## Information provided
┌──
PR #383, opened 2021-05-06
Add warning when a detected GL config is less than 2

### LINKED ISSUE #375: Warn user when driver appears to be Generic GDI on windows + ways of addressing it
This is partly @benmoran56 's idea from discord:
> [ I was wondering though if it would make any sense for pyglet to throw a warning if the renderer is "Generic GDI" :thinking:](https://discord.com/channels/438622377094414346/477394331112701952/833175648712392735)

 It was inspired by #374 , which turned out to be an issue with older intel integrated hardware that doesn't report GL capabilities properly under windows 10. To address this, the following steps could be taken:
1. Add notes to the documentation about what a generic GDI driver means, how to diagnose the cause, and how it can be addressed,
2. Display a warning when a generic GDI driver is detected and recommend the user check the documentation for ways to diagnose the cause and address it

If we also have in-depth access to hardware information, we might be able to save users and maintainers a lot of trouble by building in some checks that specifically detect troublesome generations of intel hardware to suggest the cause is something other than the driver not being installed.

pushfoo:
I think this should close #375 . I'd like someone to check that the changes are in the right place since I wasn't sure to put them.

I used `config.major_version`'s value rather than calling `pyglet.gl.gl_info.have_version` because `gl_info`'s default context may be blank at the point when a window is created on intel chips under windows.

We could also move these changes into `pyglet.canvas.base` under `Screen.get_best_config` since a portion of the code is mostly identical between it and the `Window` constructor. However, that seems like it would spam warning messages every time a rendering context is created, which seems excessive.


pushfoo:
Per the discussion in discord, I could also add some tests for this if you'd like. We could patch the supporting method calls with `unittest.mock.patch`.

pushfoo:
Closing this one as it's easier to make a new PR than completely change source and destination branches.

PR #390, opened 2021-05-13
Fix support for GL warnings

pushfoo:
### Summary of Actions
1. Remove the broken warning from `canvas/base.py`
2. Improve encapsulation for detecting and providing GL version information in `GLInfo` objects
3. Add a working warning for GL < 2 as a finale to `BaseWindow.__init__` after the context is created and set as active
4. Ran minimal window creation on local system with `shadow_window` both on and off

### What's needed before merging
- [ ] Run it on a non-windows system
- [x] Run it against a windows host reporting GL 1.1
- [ ] Figure out ways to test it against examples to make sure it doesn't break things
- [ ] Feedback on code quality
- [ ] Feedback on error message placement

### Additional Concerns / Comments
I looked for tests of Context, GLInfo, and Window, but didn't see meaningful ones related to this issue. Should I add them given this is a maintenance branch?
Also, I might be able to get a windows VM up if Ben can't get to it in the next few days.

If this passes sniff checks, it should close #383

### DIFF
--- a/pyglet/canvas/base.py
+++ b/pyglet/canvas/base.py
@@ -32,8 +32,6 @@
 # ANY WAY OUT OF THE USE OF THIS SOFTWARE, EVEN IF ADVISED OF THE
 # POSSIBILITY OF SUCH DAMAGE.
 # ----------------------------------------------------------------------------
-import warnings
-
 from pyglet import gl
 from pyglet import app
 from pyglet import window
--- a/pyglet/canvas/base.py
+++ b/pyglet/canvas/base.py
@@ -194,17 +194,7 @@ class Screen:
         if not configs:
             raise window.NoSuchConfigException()
 
-        best = configs[0]
-        if best.major_version < 2:
-            version = best.major_version, best.minor_version
-            warnings.warn(
-                f"OpenGL version lower than 2.0 {version!r}. "
-                f"Many features may not work if batching fails. "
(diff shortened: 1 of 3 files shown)


pushfoo:
Removed the unused import flagged by lgtm-com

pushfoo:
Closing this PR as commit ec7eb763 and @benmoran56's [feedback in discord](https://discord.com/channels/438622377094414346/477394331112701952/842621163535859722) indicate it's not the right solution for 1.5:
> I had some time to go over this today. Your changes weren't bad, but for v1.5 it's probably not a good idea to rewrite the version parsing code. 
I actually tried to do this myself before, and it caused some bug reports shortly after.
Also, despite the fact that glGetIntegerv with GL_MAJOR_VERSION/GL_MINOR_VERSION 
is the right way to do it on modern OpenGL, it turns out to cause issues.
This is because these calls will fail on older cards. Therefore, you can't actually use them to check
if the driver supports a specific version or not. If not, it'll just crash.
The crusty old glGetString on the other hand, does work on all machines.
I came up with a solution that I think works OK.
This uses the existing gl_info.have_version(2, 0) function, which works fine. The trick is that it needs to be placed after the call to self._create() in the Window initializer. 
I think that was the missing piece that we didn't see before. I had to look through the code manually to understand the order.

Issue #352, opened 2021-02-06
Error -13 returned loading media from io.Bytes using FFmpegDecoder


mcgoober:
Problem:
on Windows 10, using the pyglet-ffmpeg module and when calling -
pyglet.media.load(io.Bytes(media_data_as_byte_array), streaming=False, decoder=pyglet.media.codecs.ffmpeg.FFmpegDecoder)
I get the following error: pyglet.media.codecs.ffmpeg.FFmpegException: avformat_open_input in ffmpeg_open_filename returned an error opening file C:\Users\user\AppData\Local\Temp\tmppgpnk36v Error code: -13

Debugging the problem:
When FFmpegSource is constructed in ffmpeg.py it creates a named tempfile which the media_data is written to. However I observed that the tempfile is 0 bytes, and cannot be opened by ffmpeg because python still has it open. Reading the docs about NamedTemporaryFile, it mentions that on Windows the tempfile cannot be opened by a second process unless the file is first closed by Python (which would remove the tempfile).
If I change the NamedTemporaryFile in the constructor for FFmpegSource in ffmpeg.py to not delete the tempfile on close, write the data and then close the tempfile before ffmpeg loads the data, then I can load the media and play it correctly (but leaves the tempfile on disk, which could be removed with a file delete later).
```
if file:
            file.seek(0)
            self._tempfile = tempfile.NamedTemporaryFile(delete=False)
            self._tempfile.write(file.read())
            self._tempfile.close()
            filename = self._tempfile.name
```

benmoran56:
Interesting, I was unaware that Windows had that limitation with tempfiles. 
Maybe the easiest solution would just be to move the close logic into `__del__` for the FFMpegSource?

```py
def __del__(self):
    ....
    if self._tempfile:
        self._tempfile.close()
   ....
```

mcgoober:
Thanks Ben, unfortunately we need Python to close the file handle before FFMPEG can open it. The only way to do that with NamedTemporaryFile is to call close(), so FFmpegSource needs to take control of the file deletion.
Basically self._tempfile_close() is needed before ffmpeg_open_filename(). 
I ended with my changes above, plus this mod to __del__.

```python
def __del__(self):
    ....
    if self._file and ffmpeg_close_file is not None:
        ffmpeg_close_file(self._file)
    if hasattr(self, '_tempfile'):
        os.remove(self._tempfile.name)
```
[...]

PR #401, opened 2021-06-13
Fix bug when opening FFmpegStreams under Windows

### LINKED ISSUE #400: Bug when opening FFmpegStreams under Windows
In `pyglet.media.codecs.ffmpeg.py` in line 464 a NamedTemproraryFile is created. The file is then left open, and the filename is later given (via `asbytes_filename`) to `ffmpeg_open_filename` in line 468, which will try to open and read from that file again.

However, according to the official Python documentation, this does not work on Windows: "Whether the name can be used to open the file a second time, while the named temporary file is still open, varies across platforms (it can be so used on Unix; it cannot on Windows NT or later)." (https://docs.python.org/3.8/library/tempfile.html#tempfile.NamedTemporaryFile).

The solution is to instantiate `NamedTemporaryFile` with the `delete=False` parameter in line 464, and then close it after writing to it (and delete the file after closing it in the `__del__` method).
└──
## Action item
Whatever else the listing above holds, retype exactly only the lines from the one containing "I looked for" to the one containing "from pyglet import gl", both ends kept.

## Your solution
I looked for tests of Context, GLInfo, and Window, but didn't see meaningful ones related to this issue. Should I add them given this is a maintenance branch?
Also, I might be able to get a windows VM up if Ben can't get to it in the next few days.

If this passes sniff checks, it should close #383

### DIFF
--- a/pyglet/canvas/base.py
+++ b/pyglet/canvas/base.py
@@ -32,8 +32,6 @@
 # ANY WAY OUT OF THE USE OF THIS SOFTWARE, EVEN IF ADVISED OF THE
 # POSSIBILITY OF SUCH DAMAGE.
 # ----------------------------------------------------------------------------
-import warnings
-
 from pyglet import gl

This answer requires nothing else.